= Information provided =
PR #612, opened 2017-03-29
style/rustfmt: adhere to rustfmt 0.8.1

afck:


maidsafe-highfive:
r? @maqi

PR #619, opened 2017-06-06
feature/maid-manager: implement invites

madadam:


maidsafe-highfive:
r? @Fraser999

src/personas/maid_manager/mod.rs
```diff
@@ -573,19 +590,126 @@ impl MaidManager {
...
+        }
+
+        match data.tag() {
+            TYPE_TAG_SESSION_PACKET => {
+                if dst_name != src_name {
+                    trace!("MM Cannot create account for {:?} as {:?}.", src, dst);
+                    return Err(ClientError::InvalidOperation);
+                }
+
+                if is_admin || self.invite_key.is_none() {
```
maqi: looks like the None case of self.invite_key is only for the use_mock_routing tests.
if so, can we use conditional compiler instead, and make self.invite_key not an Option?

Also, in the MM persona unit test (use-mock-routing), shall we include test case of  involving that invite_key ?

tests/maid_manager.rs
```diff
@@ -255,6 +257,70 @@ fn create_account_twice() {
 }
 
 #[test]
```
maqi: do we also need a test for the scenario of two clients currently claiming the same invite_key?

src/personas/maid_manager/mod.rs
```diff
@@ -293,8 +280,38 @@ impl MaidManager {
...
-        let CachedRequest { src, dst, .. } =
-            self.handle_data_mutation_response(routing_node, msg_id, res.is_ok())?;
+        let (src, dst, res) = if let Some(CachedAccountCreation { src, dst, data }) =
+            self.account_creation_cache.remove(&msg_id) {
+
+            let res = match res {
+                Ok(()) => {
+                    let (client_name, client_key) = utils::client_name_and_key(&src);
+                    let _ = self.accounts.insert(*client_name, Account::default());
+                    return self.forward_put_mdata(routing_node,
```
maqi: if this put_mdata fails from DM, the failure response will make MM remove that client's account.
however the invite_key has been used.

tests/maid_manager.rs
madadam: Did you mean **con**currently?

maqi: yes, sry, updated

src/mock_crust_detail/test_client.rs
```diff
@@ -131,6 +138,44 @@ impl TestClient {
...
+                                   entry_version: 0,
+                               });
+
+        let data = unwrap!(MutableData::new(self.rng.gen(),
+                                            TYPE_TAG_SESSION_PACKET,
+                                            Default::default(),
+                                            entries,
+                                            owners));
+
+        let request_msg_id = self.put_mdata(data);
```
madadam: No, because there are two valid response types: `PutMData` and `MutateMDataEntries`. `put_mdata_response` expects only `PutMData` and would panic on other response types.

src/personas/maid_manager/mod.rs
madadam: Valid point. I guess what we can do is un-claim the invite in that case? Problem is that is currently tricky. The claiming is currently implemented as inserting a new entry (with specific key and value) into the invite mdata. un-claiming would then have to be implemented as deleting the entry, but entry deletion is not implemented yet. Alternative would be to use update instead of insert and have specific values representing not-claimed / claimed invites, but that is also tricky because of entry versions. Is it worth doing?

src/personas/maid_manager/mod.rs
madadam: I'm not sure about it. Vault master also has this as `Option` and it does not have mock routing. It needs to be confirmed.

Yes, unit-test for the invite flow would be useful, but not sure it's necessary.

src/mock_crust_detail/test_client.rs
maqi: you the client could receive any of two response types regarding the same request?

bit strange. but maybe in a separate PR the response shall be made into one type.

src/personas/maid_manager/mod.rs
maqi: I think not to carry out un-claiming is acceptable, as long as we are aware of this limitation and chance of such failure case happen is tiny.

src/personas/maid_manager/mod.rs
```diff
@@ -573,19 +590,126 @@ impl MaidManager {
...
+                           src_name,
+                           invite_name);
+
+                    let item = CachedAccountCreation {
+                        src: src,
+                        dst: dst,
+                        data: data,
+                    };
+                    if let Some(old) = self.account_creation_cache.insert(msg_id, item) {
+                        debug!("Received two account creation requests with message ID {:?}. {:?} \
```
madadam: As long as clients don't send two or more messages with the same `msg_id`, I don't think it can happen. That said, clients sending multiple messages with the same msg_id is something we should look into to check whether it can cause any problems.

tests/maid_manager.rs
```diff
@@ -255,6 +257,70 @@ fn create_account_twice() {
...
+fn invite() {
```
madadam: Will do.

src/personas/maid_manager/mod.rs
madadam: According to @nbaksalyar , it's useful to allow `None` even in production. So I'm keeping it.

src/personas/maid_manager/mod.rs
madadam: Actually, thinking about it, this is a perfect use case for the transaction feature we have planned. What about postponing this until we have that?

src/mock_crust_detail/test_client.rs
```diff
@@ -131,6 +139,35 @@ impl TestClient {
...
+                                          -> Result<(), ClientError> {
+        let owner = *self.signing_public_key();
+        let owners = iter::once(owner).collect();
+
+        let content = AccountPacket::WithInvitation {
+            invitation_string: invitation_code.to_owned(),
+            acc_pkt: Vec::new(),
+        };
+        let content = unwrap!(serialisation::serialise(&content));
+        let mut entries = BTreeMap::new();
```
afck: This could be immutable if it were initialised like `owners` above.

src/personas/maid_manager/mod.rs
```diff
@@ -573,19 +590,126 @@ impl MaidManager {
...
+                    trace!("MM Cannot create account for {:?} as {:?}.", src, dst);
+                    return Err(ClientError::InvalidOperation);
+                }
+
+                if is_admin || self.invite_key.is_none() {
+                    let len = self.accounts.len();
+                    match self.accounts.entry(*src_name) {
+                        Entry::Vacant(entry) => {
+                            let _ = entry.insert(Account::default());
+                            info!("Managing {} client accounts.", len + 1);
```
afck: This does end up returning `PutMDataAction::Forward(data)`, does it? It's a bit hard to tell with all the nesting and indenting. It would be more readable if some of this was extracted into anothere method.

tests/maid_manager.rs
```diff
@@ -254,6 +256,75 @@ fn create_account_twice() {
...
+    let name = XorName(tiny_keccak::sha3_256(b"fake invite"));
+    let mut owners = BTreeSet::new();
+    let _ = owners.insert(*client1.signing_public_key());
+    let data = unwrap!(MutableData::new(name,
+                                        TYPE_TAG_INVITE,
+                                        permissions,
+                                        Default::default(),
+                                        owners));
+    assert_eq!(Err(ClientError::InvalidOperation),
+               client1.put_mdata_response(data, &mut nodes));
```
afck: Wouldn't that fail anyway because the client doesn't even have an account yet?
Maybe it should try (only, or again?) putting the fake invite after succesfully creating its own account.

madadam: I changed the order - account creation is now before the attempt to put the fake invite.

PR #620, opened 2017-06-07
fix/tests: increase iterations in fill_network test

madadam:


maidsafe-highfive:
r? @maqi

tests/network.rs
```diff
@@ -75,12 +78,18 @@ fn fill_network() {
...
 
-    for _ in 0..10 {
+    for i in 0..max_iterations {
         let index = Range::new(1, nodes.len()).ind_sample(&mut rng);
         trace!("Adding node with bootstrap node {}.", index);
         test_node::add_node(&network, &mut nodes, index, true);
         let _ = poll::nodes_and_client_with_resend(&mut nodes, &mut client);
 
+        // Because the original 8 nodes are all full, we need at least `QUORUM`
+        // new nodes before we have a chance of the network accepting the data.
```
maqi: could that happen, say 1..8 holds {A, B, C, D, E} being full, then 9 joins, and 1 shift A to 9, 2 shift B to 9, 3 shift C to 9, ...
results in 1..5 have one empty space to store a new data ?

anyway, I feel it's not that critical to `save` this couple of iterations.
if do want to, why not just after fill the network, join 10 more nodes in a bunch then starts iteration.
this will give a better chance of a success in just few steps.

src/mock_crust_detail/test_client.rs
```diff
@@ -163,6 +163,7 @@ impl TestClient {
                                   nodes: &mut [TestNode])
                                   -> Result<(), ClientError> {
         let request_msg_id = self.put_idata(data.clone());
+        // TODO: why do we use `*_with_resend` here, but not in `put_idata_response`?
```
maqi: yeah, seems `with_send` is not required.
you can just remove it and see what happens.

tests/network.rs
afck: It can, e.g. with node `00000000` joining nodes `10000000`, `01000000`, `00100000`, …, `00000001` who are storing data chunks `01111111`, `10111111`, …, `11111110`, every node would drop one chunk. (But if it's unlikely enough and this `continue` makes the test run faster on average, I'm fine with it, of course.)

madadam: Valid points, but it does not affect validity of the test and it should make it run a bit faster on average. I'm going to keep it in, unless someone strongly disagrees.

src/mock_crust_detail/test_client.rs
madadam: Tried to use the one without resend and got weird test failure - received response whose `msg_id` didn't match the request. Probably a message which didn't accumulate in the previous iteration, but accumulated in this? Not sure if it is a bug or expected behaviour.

= Exercise aim =
Starting at the line that contains "anyway, I feel", retype every line through the end of the records exactly, and nothing else.

= Finished exercise =
anyway, I feel it's not that critical to `save` this couple of iterations.
if do want to, why not just after fill the network, join 10 more nodes in a bunch then starts iteration.
this will give a better chance of a success in just few steps.

src/mock_crust_detail/test_client.rs
```diff
@@ -163,6 +163,7 @@ impl TestClient {
                                   nodes: &mut [TestNode])
                                   -> Result<(), ClientError> {
         let request_msg_id = self.put_idata(data.clone());
+        // TODO: why do we use `*_with_resend` here, but not in `put_idata_response`?
```
maqi: yeah, seems `with_send` is not required.
you can just remove it and see what happens.

tests/network.rs
afck: It can, e.g. with node `00000000` joining nodes `10000000`, `01000000`, `00100000`, …, `00000001` who are storing data chunks `01111111`, `10111111`, …, `11111110`, every node would drop one chunk. (But if it's unlikely enough and this `continue` makes the test run faster on average, I'm fine with it, of course.)

madadam: Valid points, but it does not affect validity of the test and it should make it run a bit faster on average. I'm going to keep it in, unless someone strongly disagrees.

src/mock_crust_detail/test_client.rs
madadam: Tried to use the one without resend and got weird test failure - received response whose `msg_id` didn't match the request. Probably a message which didn't accumulate in the previous iteration, but accumulated in this? Not sure if it is a bug or expected behaviour.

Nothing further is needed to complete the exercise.